Un plan d'assainissement en cours d'élaboration
Quant au plan d'assainissement, toujours inexistant, la Ville et le Canton expliquent que les travaux sont en cours. Avant tout au niveau des méthodes de dépollution. Pour ce qui est du déploiement concret de l'assainissement, le dossier est particulièrement compliqué. Une base légale claire fait toujours défaut et est en discussion à Berne. Et puis, sur le papier, quelque 3000 parcelles, publiques et privées, doivent potentiellement être assainies.
Le Canton a tout de même accepté de lever un coin du voile sur ses intentions. L'idée est de ne pas dépolluer toutes les parcelles, mais seulement celles qui ont une certaine concentration en dioxines (plus de 20 ng/kg) et sur lesquelles jouent régulièrement des enfants.
Un question d'ordre juridique
Selon des informations de la RTS, le Canton élabore ce plan sur la base d'une lettre de l'Office fédéral de l'environnement (OFEV), qui est très impliqué dans ce dossier.
Mais il est difficile de savoir si ce courrier daté de mars 2022 peut faire office de loi. Certains experts juridiques en doutent. Par conséquent, le Canton ne veut pas se précipiter.
Besoins à déterminer
"Un des grands travaux qui attendent les autorités, c'est de définir le besoin d'assainissement", indique Sylvain Rodriguez, le chef de la Direction de l'environnement industriel, urbain et rural du canton de Vaud.

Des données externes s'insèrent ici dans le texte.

Issue #844, opened 2023-10-17
Error when running examples/compare-tokens.rs and examples/custom_deserialization.rs


nsipplswezey:
When running the `compare-tokens` and `custom_deserialization` examples locally using the following:

`SCYLLA_URI="127.0.0.1:9042" cargo run --example compare-tokens` 
`SCYLLA_URI="127.0.0.1:9042" cargo run --example custom_deserialization` 

The scylla-rust-driver reports table-related errors such as:

```
scylla-rust-driver % cargo run --example custom_deserialization
    Finished dev [unoptimized + debuginfo] target(s) in 0.38s
     Running `target/debug/examples/custom_deserialization`
Connecting to 127.0.0.1:9042 ...
Error: Database returned an error: The query is syntactically correct but invalid, Error message: Unknown identifier pk
```

```
scylla-rust-driver % cargo run --example compare-tokens        
    Finished dev [unoptimized + debuginfo] target(s) in 0.29s
     Running `target/debug/examples/compare-tokens`
Connecting to 127.0.0.1:9042 ...
Error: Database returned an error: The query is syntactically correct but invalid, Error message: Exception while binding column pk: marshaling error: Validation failed for type org.apache.cassandra.db.marshal.Int32Type: got 8 bytes

```

After taking a look it seems that these tests use the same simple `ks` for keyspace and `ks.t` for table naming convention for keyspace and table creation. 

```
"CREATE TABLE IF NOT EXISTS ks.t (pk bigint primary key)",
"INSERT INTO ks.t (pk) VALUES (?)"
"INSERT INTO ks.t (pk) VALUES (?)"
"SELECT token(pk) FROM ks.t where pk = {}"
"CREATE TABLE IF NOT EXISTS ks.t (pk int PRIMARY KEY, v text)"
"INSERT INTO ks.t (pk, v) VALUES (1, 'asdf')"
```

When running against a local Scylla cluster, `ks.t` persists between example runs causing examples to run inconsistently. These two examples would error in different ways depending on when they were run... and dropping `ks.t` as needed resolved the issue. This issue also persisted when running examples in my own CI environment on my own `scylla-rust-driver` fork.

nsipplswezey:
Proposed fix/improvement: https://github.com/scylladb/scylla-rust-driver/pull/846

Issue #839, opened 2023-10-16
Run examples in the CI


cvybhu:
The CI checks that all of the code examples compile, but it doesn't check whether they actually work.
The code is constantly evolving, and things that used to work in the past might stop working at some point, without anyone noticing.

In https://github.com/scylladb/scylla-rust-driver/issues/835 a user reported that one of the example doesn't works. It fails because the specified quorum is invalid for this type of request. This should've been caught in the PR that introduced this example, but wasn't.

It would be good to run all of the examples in the CI. This will help us catch all breakages.

cvybhu:
I don't know any simple way to run all of the examples with a single command.
There's an issue about it: https://github.com/rust-lang/cargo/issues/8356

We can just list every example as a separate step in the workflow, there aren't that many of them.

piodul:
Some of the examples cannot be just run like you would run a test - some of them require some CLI options (`allocations.rs`), user input (`cqlsh-rs.rs`) or specific environment (`serverless.rs`).

IMO those tests that don't need any user input should just be integration tests or maybe examples in docstrings (and `cargo test` runs those). Most of the existing examples could be treated in that way. Not sure about the others, but we could consider what to do with them on a per-case basis.

nsipplswezey:
Since I'm the user who reported an error in one of the examples, I figured I'd open a PR https://github.com/scylladb/scylla-rust-driver/pull/845 taking a look at running examples in CI. After running the examples in CI, I agree with @piodul that the examples aren't all consistent enough to run like you would run a test. Along with the examples @piodul highlighted, I just opened this issue https://github.com/scylladb/scylla-rust-driver/issues/844 that I think is caused by two examples that use the same table naming conventions that cause the other to error when run against the same scylladb cluster. Also the `tls` example is already in CI. And the `cloud` example might need a review of its config credentials. 

I think a per-case basis certainly makes sense. Hope this little bit of work is helpful.

PR #845, opened 2023-10-17
add workflow to run examples in ci

nsipplswezey:
https://github.com/scylladb/scylla-rust-driver/issues/839 suggested putting examples into into CI. I took a look into doing so on my own fork. As @piodul pointed out, these examples are not all fundamentally similar. This PR excludes the `cloud` and `tls` examples since it seems like the `cloud` credentials may need to be reviewed and the `tls` example already runs in CI against a specific `tls` image.

Furthermore, when running all examples in series, tables persist between example runs causing errors when tables share names. See https://github.com/scylladb/scylla-rust-driver/issues/844

Possible fix for https://github.com/scylladb/scylla-rust-driver/issues/839

## Pre-review checklist

### DIFF
--- a/.github/workflows/examples.yml
+++ b/.github/workflows/examples.yml
@@ -1,0 +1,87 @@
+# This workflow runs all driver examples to ensure that they run without errors
+name: Examples
+
+on:
+  push:
+    branches:
+    - main
+    - 'branch-*'
+  pull_request:
+    branches:
+    - main
+    - 'branch-*'
+
+env:
+  CARGO_TERM_COLOR: always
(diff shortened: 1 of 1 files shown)


Lorak-mmk:
Sorry for the long wait.
Generally looks good to me, assuming that CI passes. I see that it didn't, but the logs already expired.
Could you rebase on current main, drop the merge commit and squash the remaining 2?
Then CI will run again and we'll see if everything works.

wprzytula:
@nsipplswezey What's the status of this?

"C'est-à-dire déterminer quelle parcelle est à assainir en fonction des concentrations dans le sol. Ces analyses vont être demandées aux propriétaires. D'autre part, quelle est l'utilisation de ce sol? Là, les autorités devront fournir les outils pour bien déterminer si ce sont des parcelles où les enfants jouent vraiment", explique-t-il.
En toile de fond se joue aussi la probable perte de valeur de nombreux terrains pollués. Le Canton veut donc être le plus solide possible au niveau juridique, pour s'éviter une avalanche de recours. Des recours qui potentiellement retarderaient encore davantage la dépollution.
150 millions pour dépolluer
L'assainissement pourrait coûter quelque 150 millions de francs, selon Sylvain Rodriguez. Une révision de loi, actuellement débattue à Berne, prévoit une participation de la Confédération à hauteur de 40%. Mais qui paiera le reste?
Pour cela, il faudra clairement identifier les responsables de la pollution. L'étude historique publiée mercredi esquisse les débuts d'une réponse. Formellement, c'est au canton de statuer sur cette question très sensible. Un canton, semble-t-il, juge et partie dans cette affaire.